With regards to CPU core count, the M1 actually supports more cores, and the M1 Pro has improved CPU power over the M2, but when looking at performance per watt, the M2 provides as much as a 25% improvement. Essentially, the highest tier M1 will be able to process more instructions per second, but the M2 would be able to do the same number of instructions using less energy. Additionally, the neural engine has been improved by 40%, and the CPU overall has an improved speed performance of 18%.
However, the GPU shows one of the most significant improvements with an overall speed increase of 35%, and the memory bandwidth is double of the M1, suggesting that the architects of the M2 focused their attention on the slowest system components internal to the SoC.
Overall, the M2 shows significant improvements over the M1 while still continuing the use of different cores (performance and low-energy), unified memory, and neural engines for accelerating AI tasks.
Historically, the vast majority of electronic consumer products have utilised commercial off-the-shelf components for a multitude of reasons.
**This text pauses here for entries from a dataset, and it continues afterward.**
PR #1779, opened 2019-09-25
[PB] Heading Component

eug123:
## Description
Introduce Heading component for Page Builder Heading content type

## Related Issue
https://jira.corp.magento.com/browse/PB-11

## Performance Results
https://wiki.corp.magento.com/display/COREENG/Heading

## Verification Steps

### DIFF
--- a/pwa-devdocs/scripts/create-reference-docs/config/venia-concept/index.js
+++ b/pwa-devdocs/scripts/create-reference-docs/config/venia-concept/index.js
@@ -1,5 +1,9 @@
 module.exports = [
   {
+    target: 'venia-ui/lib/components/RichContent/PageBuilder/ContentTypes/Heading/heading.js',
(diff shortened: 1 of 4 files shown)


pwa-devdocs/scripts/create-reference-docs/config/venia-concept/index.js
```diff
@@ -1,4 +1,8 @@
 module.exports = [
+  {
+    target: 'venia-ui/lib/components/RichContent/PageBuilder/ContentTypes/Heading/heading.js',
+    type: 'function'
+  },
```
davemacaulay: You need to also add `richContent.js` to this file

davemacaulay: Resolved.

PR #393, opened 2025-02-27
feat(gst-jpeg): hardware-accelerated jpg encode

TheButlah:
Used in orb-core livestream. In the future, it would be nice to detect the supported plugins and chose the ones supported on the host platform, instead of just being nvidia-only.

### DIFF
--- a/gst-jpeg/src/lib.rs
+++ b/gst-jpeg/src/lib.rs
@@ -1,0 +1,99 @@
+use eyre::{bail, Result};
+use gstreamer::{
+    prelude::{Cast as _, ElementExt as _, GstBinExtManual as _},
+    ElementFactory, Pipeline,
+};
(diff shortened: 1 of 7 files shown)


gst-jpeg/src/lib.rs
```diff
@@ -0,0 +1,99 @@
...
+                    frame.len(),
+                );
+            }
+        }
+        self.appsrc.push_buffer(buffer)?;
+        // NOTE(@thebutlah): we could have used the callback API but I think this way
+        // is simpler, since it keeps everything synchronous and the api for the caller
+        // is simple.
+        let sample = self.appsink.pull_sample()?;
+        trace!(?sample, "got sample");
```
AlexKaravaev, line 86: not sure if it will spam too much, maybe we can throttle

AlexKaravaev (approved):

PR #401, opened 2025-03-07
feat(ui): white during idle / user scanning (self-serve) 

fouge:
TODO

- [x] Thomas comment: Let’s go down in brightness 25%. 
    - @fouge : changed from 40 to 30. **But a problem arises, see below.**
- [ ] Thomas comment: Can we fade in as slow as it fades out?
   - @fouge's comment: same time right now between in and out, but it's not noticeable: on pearl, the intensity is hard to control without bad UX: we notice the intensity **steps** when pulsing, on values close to 0. The animation should be smoother. More details: the current value goes from 1 to 30 using a sine wave. The intensity 29 to 30 is hardly noticeable if noticeable at all by the human eye (looks solid white), while the intensity from 1 to 2 is very noticeable (too much).
    - **Let's use half the LEDs** to decrease general brightness: One idea to make it smooth: switch between which LEDs are on for each new frame. this might help to make sure we don't notice that we use only half the LED, because the light diffusor on Pearl isn't that strong [I would reset half of the LEDs to intensity 0 right before we send the values to the MCU.](https://github.com/worldcoin/orb-software/blob/d50fabfc4419e667f192ff1cdd22fe8f5e41f558/ui/src/engine/pearl/mod.rs#L58) and leave the computation the same. 

March 7th:
@karelispanagiotis now taking over.

### DIFF
--- a/deny.toml
+++ b/deny.toml
@@ -8,6 +8,7 @@ ignore = [
   { id = "RUSTSEC-2023-0071", reason = "No patch available yet, we also dont plan to use rsa keys" },
   { id = "RUSTSEC-2024-0429", reason = "We need to update gstreamer in orb-core first"  },
   { id = "RUSTSEC-2024-0436", reason = "paste - no longer maintained"  },
+  { id = "RUSTSEC-2025-0014", reason = "humantime is used cross many crates" }
 ]
 
 [sources]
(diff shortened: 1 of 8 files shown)


fouge:
@karelispanagiotis i just rebased main, can you review and make sure it behaves correctly? 🤔

karelispanagiotis:
UX changes introduced in this PR:
* Operator QR scan phase & User QR scan phase are identical 
    * breathing white.
    * the only difference is in the operator LEDs.
* biometric capture progress slider is white.
* removed user-qr code backend validation sound.
* biometric capture success blinks the ring twice and then stays blank until the singup is complete.
    * it is configured from orb-core to use by default green-blinking, otherwise the blinking is white.

PR #402, opened 2025-03-08
feat(nix): build container for cargo tests

TheButlah:
I don't have a linux machine on me right now so I rely on running cargo tests. We have an existing cargo runner script that runs the tests in a debian docker container. But this is missing most of our actual dependencies. We need instead to actually build a docker image with all the necessary dependencies and use that.
https://linear.app/worldcoin/issue/ORBS-390/get-tests-to-run-in-cargo-runner-via-docker


TheButlah:
forced a merge due to lack of review, as it blocks update-agent binary diffing work.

Firstly, off-the-shelf components have been tried and tested by their manufacturer, giving a design some degree of reliability that would otherwise not be possible with a custom silicon device.
Secondly, the costs involved with custom silicon are astronomical compared to off-the-shelf commercial devices. While larger companies have the funds to hire semiconductor engineers, research new techniques, and order millions of chips, smaller companies will certainly not have the same capabilities.
Thirdly, the development time of a device using off-the-shelf components is significantly shorter than one using a custom silicon device. Depending on the complexity of a design, a working circuit can be prototyped in a matter of weeks, while a custom chip may require months of waiting for initial prototypes.
However, many manufacturers have used programmable hardware devices such as CPLDs and FPGAs. While these are not custom semiconductor devices, their programmability allows for unique logic circuits to be designed, and the mass manufacture of these devices makes them a far more economical option for custom logic. Manufacturers looking for custom logic designs have also utilised ULAs (uncommitted logic arrays) that can be thought of as one-time programmable FPGAs. Instead of an engineer designing individual transistors, logic components are arranged in a grid that only needs to be connected together on interconnect layers.
While the use of off-the-shelf devices has served the engineering community well, the plateau of single-thread CPU performance combined with the changing nature of computing tasks is seeing off-the-shelf parts struggling to meet consumer demands. Additionally, the demand for low-energy computing demonstrates how off-the-shelf CPUs cannot provide the best solution, especially if portions of the CPU are being entirely unused.
Thus, the use of a custom SoC allows for engineers to only integrate hardware that is needed, utilise advanced energy techniques to shut down all areas of an SoC not in use, to use a combination of different processor types to switch between performance and energy modes and integrate unique digital circuitry aimed at offloading complex tasks not suited for CPUs (i.e. graphic and AI tasks).
The release of the M2 not only demonstrates the commercial success of the M1 but also demonstrates how companies may start to develop their own SoCs for custom applications.